TASK BRIEF:
Every entry is to be written out word for word.
—————
PR #337, opened 2024-06-05
Ghost Marker animated

AdamTadeusz:
in-code ghost marker animation

### DIFF
--- a/mp/src/CMakeLists.txt
+++ b/mp/src/CMakeLists.txt
@@ -131,6 +131,7 @@ if(OS_WINDOWS)
         /errorReport:prompt # ErrorReporting - Prompt Immediately
         /W4
         /Gw # Optimize Global Data
+        /ZI
 
         /wd4456
         /wd4457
—————
WRITTEN RESPONSE:
PR #337, opened 2024-06-05
Ghost Marker animated

AdamTadeusz:
in-code ghost marker animation

### DIFF
--- a/mp/src/CMakeLists.txt
+++ b/mp/src/CMakeLists.txt
@@ -131,6 +131,7 @@ if(OS_WINDOWS)
         /errorReport:prompt # ErrorReporting - Prompt Immediately
         /W4
         /Gw # Optimize Global Data
+        /ZI
 
         /wd4456
         /wd4457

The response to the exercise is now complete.